▸ Task directions
Take the data below and extract the lines from the one with "[RAPTOR-11783] Deprecate the" to the one with "Would suggest communicating", inclusive, exactly as written.

:: Available data ::

PR #1175, opened 2024-11-05
[RAPTOR-11620] try to unpin DRUM dependencies

yakov-g:

## Summary
Kind of POC PR, let me know what you think.

* Unpin upper constraint for many DRUM deps based on the ticket request and https://github.com/datarobot/datarobot-user-models/pull/1173.
* Pin some of those deps in the env itself.
* Had to remove some deps pinning in python311_genai env.

## Rationale

1. In the Dockerfile for our env we consequently call pip install for `dr_reqirements.txt` and then for `requirements.txt`.
https://github.com/datarobot/datarobot-user-models/blob/master/public_dropin_environments/python311_genai/Dockerfile#L11-L17
This doesn't make sense as they may list conflicting package and it will never be enforced.
E.g. req1.txt: pkg==1.2.3; req2.txt: pkg==3.4.5. In the end, pkg from the file used the last will be installed.

I suggest to get rid of `dr_requirements` and use only `requirements.txt`. In this way packages in our env will be all cross compatible.
If user uses his own `requirements` - let it be, though we also could verify if there are any errors.

2. DRUM per framework functional tests work in the following way. 
There are images for every env in the dockerhub. If env is not changed in the PR, we start harness stage using that image, install there DRUM from source and run tests.(If env has been changed in this PR, we build tmp image first).
As env already has most of the packages installed, Installing DRUM may not update dependencies or may contradict packages already installed in the env look at ^1. Therefore, before running test, I need to install DRUM from source together with requirements related to that env.

### DIFF
--- a/public_dropin_environments/java_codegen/dr_requirements.txt
+++ b/public_dropin_environments/java_codegen/dr_requirements.txt
@@ -1,3 +1,4 @@
 pandas<=2.0.3
+numpy<2.0.0
 pyarrow>=0.14.1,<=14.0.1
 datarobot-drum==1.14.0
--- a/.harness/test_functional_by_framework.yaml
+++ b/.harness/test_functional_by_framework.yaml
@@ -131,6 +131,7 @@ pipeline:
                     shell: Bash
                     command: |-
                       echo "== Assuming running integration tests in framework container (inside Docker), for env: <+pipeline.variables.framework>"
+                      ROOT_DIR="$(pwd)"
 
                       echo "== Installing pytest =="
                       pip install pytest pytest-xdist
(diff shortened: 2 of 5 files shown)


baekdahl (approved):

yakov-g:
@baekdahl do you think it's ok to unpin deps in the `python311_genai` env?

public_dropin_environments/java_codegen/dr_requirements.txt
```diff
@@ -1,3 +1,4 @@
 pandas<=2.0.3
+numpy<2.0.0
```
elatt, line 2: I presume `numpy` is upper pinned here because `pandas` is upper pinned and I presume pandas is lacking the proper pins to be sure to pull in the right version of numpy?

If this is so, maybe it is worth adding some comments on why this stuff is pinned as it is?

elatt (approved):

elatt:
> I suggest to get rid of dr_requirements and use only requirements.txt. In this way packages in our env will be all cross compatible.
If user uses his own requirements - let it be, though we also could verify if there are any errors.

Yeah I never really understood the reason for the two requirements files? Do you know the history on why we had the two files?

yakov-g:
> > I suggest to get rid of dr_requirements and use only requirements.txt. In this way packages in our env will be all cross compatible.
> > If user uses his own requirements - let it be, though we also could verify if there are any errors.
> 
> Yeah I never really understood the reason for the two requirements files? Do you know the history on why we had the two files?

IIRC, it was done in order to tell user: "Hey dr_requirements.txt" is what DR needs to be installed in this env; and `requirements.txt` you can edit on your own - kind of separation to "system" and "user".

I'll create a PR with only one file.

public_dropin_environments/java_codegen/dr_requirements.txt
yakov-g: Likely you are right.
May I skip the comment for now, because we have pins in every env and we never came up with a policy how to properly manage deps in envs.

PR #1177, opened 2024-11-05
[RAPTOR-11637] make single requirements file for envs

yakov-g:

## Summary
In the Dockerfile for our env we consequently call pip install for dr_reqirements.txt and then for requirements.txt.
This doesn't make sense as they may list conflicting package and it will never be enforced.
E.g. req1.txt: pkg==1.2.3; req2.txt: pkg==3.4.5. In the end, pkg from the file used the last will be installed.

I suggest to get rid of dr_requirements and use only requirements.txt. In this way packages in our env will be all mutually compatible.


rvorobii (approved):

baekdahl (approved):

scottp-ml (approved):
LGTM

PR #1180, opened 2024-11-13
[AGENT-6505] Make BaseOpenAiGpuPredictor not care about model name

elatt:

## Summary
Update `BaseOpenAiGpuPredictor` to ignore the `model` ChatAPI param passed in and always override it to be the name of the model we configured when launching the underlying LLM inference server. Also rename `dr_requirements.txt` to `requirements.txt` since this was done in #1177 for other envs, we need to update ours so we can still work with the test harness. 

## Rationale
This is how the legacy predAPI works in that we don't rely on the user to pass care about the model name when making completion requests. In addition, being pedantic on the model name seems to provide no value for BYO LLMs and just adds extra friction to using the ChatAPI to have to know what model is actually running behind the deployment but we already have DR APIs to glean this data by asking for the CustomModelVersion or model package that is currently deployed.


ScottOglesby (approved):

amatanasov (approved):
LGTM Core Modeling

yakov-g (approved):

iamfeniak:
jarvis cherrypick this release/10.2

PR #1190, opened 2024-12-03
Add s5cmd and boto3

elatt:

## Summary
Adds `s5cmd` and `boto3` to vLLM and NIM envs.

## Rationale
Our air-gapped install requires use of minio so we need boto3 in the GPU envs. Also, s5cmd is faster so may be useful to include as well.

### DIFF
--- a/public_dropin_gpu_environments/nim_llm/Dockerfile
+++ b/public_dropin_gpu_environments/nim_llm/Dockerfile
@@ -2,10 +2,15 @@ FROM nvcr.io/nim/meta/llama-3.1-8b-instruct:1.2.2
 
 USER root
 RUN apt-get update && apt-get install -y \
+    curl \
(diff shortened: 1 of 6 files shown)


elatt:
I have not tested this but supposedly vLLM has had S3 loading built in as documented [here](https://docs.vllm.ai/en/latest/models/extensions/runai_model_streamer.html) and confirmed that the base Docker image should have these [libraries installed](https://github.com/vllm-project/vllm/blob/566f10a9293425483ac47892e2a6cd4960177a59/docker/Dockerfile#L300C121-L300C126).

Also, NVIDIA NIM has supposedly [added S3 capability](https://docs.nvidia.com/nim/large-language-models/latest/nim-repository-override.html) too (though we haven't tested it yet)

PR #1198, opened 2024-12-18
[RAPTOR-11783] Deprecate the production mode and replace its functionality with Flask running in multi-process mode

zohar-mizrahi:
## Summary
Deprecate the '--production' option in DRUM and replace its functionality with Flask running in multi-process mode. This functionality was originally introduced in this [commit](https://github.com/datarobot/datarobot-user-models/commit/692825d2d31da86d13f8f41683f7313d028a9ea4). The replacement also involved removing the dependency on Nginx and uWSGI servers.


elatt (approved):
GPU env changes look good

yakov-g (approved):
Great!

akshoop (approved):
Overall LGTM Core Modeling, CC @eric-s-s @scottp-ml for awareness

akshoop:
CC @yura-ant for awareness

akshoop:
Would suggest communicating to team channels about this change once merged

yura-ant:
Hi @zohar-mizrahi  Why we keep --production option as we still use the same dev Flask server?  If we keep  --production option for back ward compatibility but as I know nobody use it. If end user use  --production he probably expect it will be not dev server.

zohar-mizrahi:
> Hi @zohar-mizrahi Why we keep --production option as we still use the same dev Flask server? If we keep --production option for back ward compatibility but as I know nobody use it. If end user use --production he probably expect it will be not dev server.

Because the `production` mode was in the documentation, I think it worth to have a deprecation period. Even if it is only being used internally, I think it still worth having a graceful deprecation time.

public_dropin_environments/python3_keras/Dockerfile
```diff
@@ -17,7 +17,7 @@ WORKDIR ${CODE_DIR}
 COPY ./*.sh ${CODE_DIR}/
 
 ENV WITH_ERROR_SERVER=1
-# Uncomment the following line to switch from Flask to uwsgi server
-#ENV PRODUCTION=1 MAX_WORKERS=1 SHOW_STACKTRACE=1
+# [DEPRECATED] Uncomment the following line to switch to produciton mode
```
tsdaemon, line 20:
```suggestion
# [DEPRECATED] Uncomment the following line to switch to production mode
```

public_dropin_environments/python3_onnx/Dockerfile
```diff
@@ -17,7 +17,7 @@ WORKDIR ${CODE_DIR}
 COPY ./*.sh ${CODE_DIR}/
 
 ENV WITH_ERROR_SERVER=1
-# Uncomment the following line to switch from Flask to uwsgi server
-#ENV PRODUCTION=1 MAX_WORKERS=1 SHOW_STACKTRACE=1
+# [DEPRECATED] Uncomment the following line to switch to produciton mode
```
tsdaemon, line 20: If its deprecated, why keep this line?

tsdaemon (approved):
LGTM for Buzok

public_dropin_environments/python3_onnx/Dockerfile
zohar-mizrahi: Um :thinking: good question. I'll remove it from all related Dockerfiles

PR #1200, opened 2024-12-19
[RAPTOR-11788] Remove mlpiper from the DRUM scoring mode execution path

zohar-mizrahi:
## Summary
In the context of removing mlpiper from DRUM (https://datarobot.atlassian.net/browse/PBMP-6966), in this PR we avoid using mlpiper in the DRUM scoring command execution path, by implementing related functionality directly in DRUM. 

Please note the following:
* There was no attempt to improve the design nor architecture.
* The new implementation simply skip the mlpiper layer, which previously executed an artificial DAG pipeline.
* Eventually, the ultimate goal at this time is to get rid of CVEs (Common Vulnerabilities and Exposures) in DRUM.

Tests are already in-place to validate the `score` command.


custom_model_runner/datarobot_drum/drum/drum.py
```diff
@@ -780,25 +784,80 @@ def _prepare_prediction_server_or_batch_pipeline(self, run_language):
...
-            infra_pipeline_str = self._prepare_prediction_server_or_batch_pipeline(run_language)
-        elif self.run_mode == RunMode.SCORE:
-            tmp_output_filename = None
-            # if output is not provided, output into tmp file and print
-            if not self.options.output:
-                # keep object reference so it will be destroyed only in the end of the process
-                __tmp_output_file = tempfile.NamedTemporaryFile(mode="w")
-                self.options.output = tmp_output_filename = __tmp_output_file.name
-            # in batch prediction mode infra pipeline == predictor pipeline
+        with self._setup_output_if_not_exists():
```
akshoop, line 791: Can you explain why you're doing options output file setup as a contextmanager instead of directly calling `self._setup_output_if_not_exists()` without yields?

custom_model_runner/datarobot_drum/drum/drum.py
```diff
@@ -780,25 +784,80 @@ def _prepare_prediction_server_or_batch_pipeline(self, run_language):
...
+            run_language = self._check_artifacts_and_get_run_language()
             infra_pipeline_str = self._prepare_prediction_server_or_batch_pipeline(run_language)
+
+            pipeline = json.loads(infra_pipeline_str)
+            if "pipe" not in pipeline or not pipeline["pipe"]:
+                raise DrumCommonException("Pipeline is empty")
+            if "arguments" not in pipeline["pipe"][0]:
```
akshoop, line 798: Should `"pipe"` and `"arguments"` be enums?

akshoop (approved):
Given that functionality should be same, LGTM Core Modeling with comments

akshoop:
CC @eric-s-s for awareness

custom_model_runner/datarobot_drum/drum/drum.py
zohar-mizrahi: Because the printout should take place only after the custom model was executed. This is a more elegant implementation of the previous code.

custom_model_runner/datarobot_drum/drum/drum.py
zohar-mizrahi: I would do it, however, a follow up project is supposed to cleanup all of these code. This `pipeline` is not longer needed and will be removed completely.

custom_model_runner/datarobot_drum/drum/drum.py
```diff
@@ -780,25 +784,80 @@ def _prepare_prediction_server_or_batch_pipeline(self, run_language):
...
+            sc.register_report(
+                "Init time (incl model loading)", "init", StatsOperation.SUB, "start"
+            )
+            sc.register_report("Run time (incl reading CSV)", "run", StatsOperation.SUB, "init")
+            sc.enable()
+
+            try:
+                sc.mark("start")
+                predictor = GenericPredictorComponent()
+                predictor.configure(pipeline["pipe"][0]["arguments"])
```
alexromanyuk, line 822: nit: if caller does not invoke the `configure`, the `GenericPredictorComponent` will not be properly initialized. I.e. call to `self._predictor` evaluates to NPE.

alexromanyuk (approved):

custom_model_runner/datarobot_drum/drum/drum.py
zohar-mizrahi: You're right. Originally, I wanted to only make some technical refactoring without improvements. However, it totally makes sense to make small changes to align with basic and correct SW engineering practice. 
Will fix it.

:::

▸ Answer section
[RAPTOR-11783] Deprecate the production mode and replace its functionality with Flask running in multi-process mode

zohar-mizrahi:
## Summary
Deprecate the '--production' option in DRUM and replace its functionality with Flask running in multi-process mode. This functionality was originally introduced in this [commit](https://github.com/datarobot/datarobot-user-models/commit/692825d2d31da86d13f8f41683f7313d028a9ea4). The replacement also involved removing the dependency on Nginx and uWSGI servers.


elatt (approved):
GPU env changes look good

yakov-g (approved):
Great!

akshoop (approved):
Overall LGTM Core Modeling, CC @eric-s-s @scottp-ml for awareness

akshoop:
CC @yura-ant for awareness

akshoop:
Would suggest communicating to team channels about this change once merged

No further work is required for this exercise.